My brother has a flair for the dramatic. Sometimes it's loud and flashy, and sometimes it's more subtle. When he has something serious to communicate, he lowers his voice and speaks with a soft, perfectly-controlled intensity. He drops his chin in broody Robert Pattinson form, his dark brown eyes staring out through pale lashes. He radiates tension. What he has to say is important.


Really important.

He applies this intensity a bit more judiciously as an adult than when he was small. When he was about five or six, he was given an assignment to compose a letter to a world leader. He chose the Queen of England. My job was to transcribe. I sat at the school table in the living room and waited, pen hovering over paper, for him to dictate.
"Your Majesty. No. Your Royal Highness. Your Royal Highness Your Majesty the Queen," he began, his voice lowering as he hit his stride, "My name is David and I am from America. I am sorry for the war that parted us--" he paused, trying to decide how best to butter up foreign royalty, and then continued: "--for the war that parted us, and I wish that, maybe, you would have won."

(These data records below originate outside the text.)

PR #415, opened 2018-08-20
Update Syncthing-Android maintainers

Nutomic:
I just noticed that the list of maintainers was out of date, as I am currently not active as maintainer, and afaik Zillode hasn't done anything on the project in quite a while.

@Catfriend1 I didn't see a name on your profile, so I assume you want to be pseudonymous.

By the way, you might want to add other projects that are linked from the website, like SyncTrayzor or syncthing-macos.

### DIFF
--- a/intro/project-presentation.rst
+++ b/intro/project-presentation.rst
@@ -22,7 +22,6 @@ syncthing-android
 `syncthing-android`_ is the Android packaging and native UI on top of
 Syncthing.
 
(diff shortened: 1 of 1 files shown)


calmh:
I think one of the two just ejected, unfortunately. Otherwise sound in principle.

Catfriend1:
Thanks @Nutomic You did a great work on syncthing-android!

PR #7, opened 2015-09-24
Update SchoolNormalization.md

dsquirek:


SchoolNormalization.md
```diff
@@ -16,7 +16,7 @@ _________
 HTTP method: GET or POST
 Parameters (query/form):
 -        query (required) : The educational institution information to be queried.
--        country (optional) : 2 digit ISO country code of educational institution. Accepted country codes are [here](#supported-countries)
+-        country (optional) : 2 digit ISO country code of educational institution. Accepted country codes are all supported CB countries. The full list can be found [here](#supported-countries)
```
thomasmahoney: I don't know if I agree with this rewording -- it's good that we brought our list up to parity with the Country table, but maybe we shouldn't be making this guarantee that the list on this page will always match up with that table. thoughts?

PR #25, opened 2016-03-02
document 17k char limit, remove pages file warning

thomasmahoney:
2 months is long enough, shouldn't need to keep that .pages warning around forever. also added a note about image files


dsquirek:
:+1:

PR #35, opened 2016-06-13
document geocoding service

thomasmahoney:


dsquirek:
might want to add a link to geocoding in the readme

I threw the pen across the room.
"I AM NOT WRITING THIS DOWN!" I yelled with patriotic fury, and went and shut myself up in my room. Since he couldn't write yet, I think the letter never got finished and sent, unless our mother completed it for him. Hopefully this post doesn't get him in trouble with the US government; the last thing they need is a monarchist Border Patrol agent.

http://www.3news.co.nz/Portals/0-Articles/209119/royal-wedding-4-4.jpg
The coyotes won't know what hit them.

2 comments:

  1. I was six! My understanding of the concept of war was limited to people getting angry and killing each other!

    Plus I'd always been taught to be polite to people in authority. What's a six-year-old to write? "nanny-nanny-boo-boo we won?"